交通手段の選択肢がある都会とは異なり、道東は「車がないと生活できない」地域です。そして忘れがちですが、そこには安全に走行できる道路の存在が必要不可欠。それを維持しているのが中本さんらのお仕事です。

多様な現場に対応するプロフェッショナル集団

 中本さんのご出身は北見市。高校卒業後、ガソリンスタンドでスタンドマンをしていましたが、先輩からの紹介を受け、維持管理業の世界に入ります。「当時建設業への興味はありませんでしたが、結局26年もこの仕事をしています」と中本さんは照れ笑いを浮かべます。具体的な年間の作業内容についてお聞きしました。

▲気さくなお人柄の中本さん。

 中本さんたちは、ドライバーが安全に道路を通行できるように、1年を通して様々な作業を行います。その仕事内容は多岐に渡り、例えば2日に1回の全線パトロールの他、春はゴミ拾いや路面清掃、夏から秋にかけて道路脇の除草や危険な木の伐採、標識など道路の付属物の管理、各種点検、冬は除雪が主な仕事となります。

▲この黄色い車、よく見かけますよね。
道路パトロールカーで2日に1度、全線のパトロールを行っています。
▲雪解け後、春先には、担当路線の市街地の歩道を人力で清掃します。
▲道路の下にも光ケーブルが通っていることを知っていますか?水が溜まってしまうと
点検作業に支障が出るため、年に1度確認して、必要であれば排水を行っています。
▲「あ、ここの標識、いつの間にか綺麗になってる」。そうなんです。
道路標識の補修作業も維持管理の仕事です。
▲冬季の除雪作業。ロータリー除雪車を使って、道路脇の排雪作業を行います。

 これらはほんの一例です。驚くべきことに、これらの多様な仕事の多くは、専門の技能者を使わず、会社のスタッフと数人の下請けの土木作業員で対応しているそうです。その理由は、下請けの作業員を雇用する際には調整が必要で時間がかかるからです。突発的な事故や天災への対応も求められる維持管理の仕事は、即時に現場に対応できることが重要です。つまり維持管理業で働く人たちは、道路を安全に走行できるように多様な技術を習得し、現場対応するプロフェッショナル集団なのです。

▲「自分が経験したことしか教えられないので、何事も
まずは自分で体験してみて指導にあたります」と中本さん。

最優先事項は「人命」

 維持管理の仕事は、どのようなスケジュールで行われているのでしょうか。
基本的には年間の作業計画があり、北見道路事務所の監督員と打ち合わせをしながら、仕事を進めていきます。

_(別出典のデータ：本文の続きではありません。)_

PR #6360, opened 2022-05-10
New commands

### LINKED ISSUE #6256: Improve Derez/Rerez Handling
Turning this conversation on Discord into an issue:

image

The rerez issue is well-explained in the image.

For further context on the Derez suggestion:
Currently Derez is available as a menu item when the corp clicks on a rezzed card. Since derezzing is almost entirely a "manually fix a broken game state" command, it makes sense to only make the derez command available as a slash-command (where the other "fix the game state" commands live). This would reduce accidental derezzes (partially mitigating the rerez issue) and help new players who sometimes are confused about whether the corp can voluntarily derez cards.

### LINKED ISSUE #6266: Command to reveal hand
Would be great to have a command like `reveal-hq` and `reveal-grip` so that we can see each other hand, similar to how Engram's ability is done. Great for teaching, or just out of curiosity post-game.

### LINKED ISSUE #6358: Refresh-ID command for dev/testing
I'm not sure if something like this exists already, but I've noticed that troubleshooting issues with identities seems a lot more cumbersome than other cards. 

I would like to see something like 'refresh-id' as a command, which just reloads the identity card.

NBKelly:
I implemented a few commands mentioned in issues. Specifically:
* `rez-free`: rezzes a card in a disabled state, then enables it. This lets you fix gamestate with cards that have on-rez effects, like spin doctor
* `reveal-hand`: reveals your hand in the game log. Does not trigger reveal effects in game.

reveal-hand-01_000

* `reload-id`: reloads the currently active identity. This is primarily for dev/testing, but sometimes it can fix mirrormorph.
* `derez`: I'm surprised this didn't exist as a command to start with.

Worth discussion: should `rez-free` just replace the `rez` command?

Closes #6358, closes #6266.

Maybe closes #6256 - do we want to keep the derez button on cards?

### DIFF
--- a/src/clj/game/core/commands.clj
+++ b/src/clj/game/core/commands.clj
@@ -20,7 +20,7 @@
    [game.core.prompts :refer [show-prompt]]
    [game.core.props :refer [set-prop]]
    [game.core.psi :refer [psi-game]]
-   [game.core.rezzing :refer [rez]]
+   [game.core.rezzing :refer [rez derez]]
    [game.core.runs :refer [end-run get-current-encounter jack-out]]
    [game.core.say :refer [system-msg system-say unsafe-say]]
    [game.core.set-up :refer [build-card]]
@@ -292,6 +292,16 @@
                    nil nil))}
       nil nil)))
 
+(defn command-derez
+  [state side]
+  (when (= :corp side)
+    (resolve-ability
+     state side
+     {:prompt "Choose a card to derez"
+      :choices {:card #(rezzed? %)}
+      :effect (effect (derez target))}
+     nil nil)))
+
 (defn command-trash
   [state side]
   (let [f (if (= :corp side) corp? runner?)]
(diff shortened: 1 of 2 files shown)


NBKelly:
Fair enough - I also like the convenience of the derez buttons. I do wonder if it's worth putting a confirmation menu on them, like
* Click derez on Spin Doctor
* Prompt: Derez Spin Doctor? [yes/yes, also refund me/no]

I think that would tackle the original usability case while still having the discoverability/convenience.

For now, I've changed `reveal-hand` to `show-hand`, and I noted the `/host` command had no documentation so I added it. (the `/error` command also has no documentation, but I can't see any possible use for it, so I didn't add documentation for it.)

Dan-Garwood:
My argument for removing Derez from the menu is that it's one of the only menu commands that is always illegal (except to fix gamestate), and no other menu commands are there to fix gamestate issues, AFAIK. Thus, the discoverability should be the same as the other slash-commands that are used to fix gamestate, unless there's a very good reason for derezzing to be more easily discovered than any of the other ways of fixing the gamestate. The difference in discoverability creates natural categorization: things on buttons are normal game actions; things in slash-commands are ways to fix a broken game. In my experience, /undo-click, /undo-turn, /counters n, etc. all get used far more than the derez button.

Bad-Epsilon:
My argument for removing Derez from the menu is that it's one of the only menu commands that is always illegal (except to fix gamestate), and no other menu commands are there to fix gamestate issues, AFAIK. Thus, the discoverability should be the same as the other slash-commands that are used to fix gamestate, unless there's a very good reason for derezzing to be more easily discovered than any of the other ways of fixing the gamestate. The difference in discoverability creates natural categorization: things on buttons are normal game actions; things in slash-commands are ways to fix a broken game. In my experience, /undo-click, /undo-turn, /counters n, etc. all get used far more than the derez button.

Issue #6361, opened 2022-05-10
Deepdive into Bacterial programming freezes up game


Zerothmaxima:
After the corp programs their bacterials, the runner gets an option button to resumer run and a greyed out button. Neither do anything and /close-prompt does not help. 

I assume there is a conflict with bacterial ordering R&D and DD shuffling?

NBKelly:
Duplicate of #6324

Issue #6324, opened 2022-04-04
Deep Dive + Bacterial Programming bug


groenkaaf:
as runner, i played deep dive vs saraswati. accessed bact prog, corp resolved, then i spent a click to access a snare, which i trashed. we both saw a button that said "Continue to No current run." couldn't use /close-prompt. game pretty much locked up. not sure what would have happened if i had undone the click as my opponent conceded.

francescopellegrini:
Fixed by #6362?

PR #6362, opened 2022-05-11
Set aside implementation

NBKelly:
I'm making another pull request for this because github appears to be doing something funny with the other one.

I thought the set-aside box wasn't working for one side, but it turned out to actually be one of my browsers caching content so it didn't appear. 

Here's the state of set-aside right now:
* Everything is face-up (the current rules say everything in set-aside is face-up unless otherwise specified - we don't need to worry about it yet)
* It works, and things are removed/returned to the deck (it fixes the bacterial interaction)

Gachapon no longer displays a 'waiting' prompt for the corp. I'm not sure why.

In the future, I think it would be worth implementing tags for visibility, so we can set-aside cards and specify who is allowed to see them face-up.


NBKelly:
Closes #6324, Closes #6361

NBKelly:
I managed to figure out a solution/technique for setting visibility on set-aside cards.

My solution is:
* When cards are set-aside, we set `corp-can-see` and `runner-can-see` keys in a special `set-aside-visibility` map for the card.
* In `card.cljc`, a card is `set-aside-visible` if it is set-aside, and can be seen by the input side
* By default, cards will be visible to both sides (this is the behavior defined in the rules doc)

As a proof of concept, here's deep dive with the four visibility options:

set-aside-vis-03
set-aside-vis-02
set-aside-vis-01
set-aside-double-vis

The exact implementation could probably be tidier, but I think the concept itself seems reasonable.

src/cljc/game/core/card.cljc
```diff
@@ -144,6 +144,20 @@
...
+  "Checks if the specific card is in a set-aside area."
+  [card]
+  (= (get-zone card) [:set-aside]))
+
+(defn set-aside-visible?
+  "Checks if the specific card is in set aside and visible to this side"
+  [card side]
+  (and (in-set-aside? card)
+       (if (= :corp side)
+         (true? (:corp-can-see (:set-aside-visibility card)))
```
NoahTheDuke, line 157: Don't need true?

test/clj/game/cards/hardware_test.clj
```diff
@@ -1845,7 +1846,9 @@
       (is (= 3 (count (:deck (get-runner)))) "3 cards remain in deck")
       (is (= 2 (count (:rfg (get-runner)))) "Removed 2 cards from game")
       (is (no-prompt? state :runner) "No more prompts")
-      (is (no-prompt? state :corp) "Waiting prompt cleared")))
+      (is (no-prompt? state :corp) "Waiting prompt cleared")
+      (is false "boop")
```
NoahTheDuke, line 1850: boop

NBKelly:
I eventually figured out why the gachapon test was failing - the set-aside function was calling effect-completed on the eid given. I believe it shouldn't, but if the correct approach is that we should be making a new eid each time we call set-aside, I can adapt it back to that too.

NBKelly:
I think that covers it for now - I added a couple of extra functions

* `set-aside-for-me` - puts the cards in set aside visible only to their owners (this will save time later)
* `add-to-set-aside` - adds a card into a group of cards already set-aside (given you know the eid)
* `swap-set-aside-cards` - handles swaps where one of the cards (or both) were in set-aside

Additionally, each card in set-aside keeps track of the eid that put it there - this is so you can refer to a card to figure out which group of set-aside cards it belongs to. This is enough so that (later) we could work on changing draw behaviors to use set-aside as in the CR.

▲モニターに映る作業計画書には、年間の作業内容がズラッと並びます。

しかし、年間業務と並行して、交通事故や自然災害などが突発的に起こることもあります。

「そういう場合は、人命に関わる現場を最優先します。難しい点は、毎回、現場の状況が異なるということです。その場で工法や規模感、機械などを選定しないといけないんです。人命を優先して、作業内容が異なってくるので、他の建設業と異なり、図面がない仕事と言ってもいいかもしれません。最短の工法で、なるべくお金をかけず、でも後で直さなくてもいいように、そして何より安全な通行ができるようにその都度判断していくのが、やりがいのある点だとも感じています」と中本さんは語ります。

▲土砂の流入など緊急時には現場に駆けつけ、復旧作業を行います。

ライフラインを死守する冬の除雪作業

 「1年を通して様々な仕事ができるので飽きませんよ」とにこやかな中本さんですが、一番思い入れがある業務は冬季の除雪作業です。
町中はもちろん、担当する区間であれば山間部の路線の除雪も行います。除雪トラックで雪を道路脇に寄せ、ロータリ除雪車で道路外に吹き飛ばしていきます。他にも様々な重機を使って、安全な路面となるように作業をしていきます。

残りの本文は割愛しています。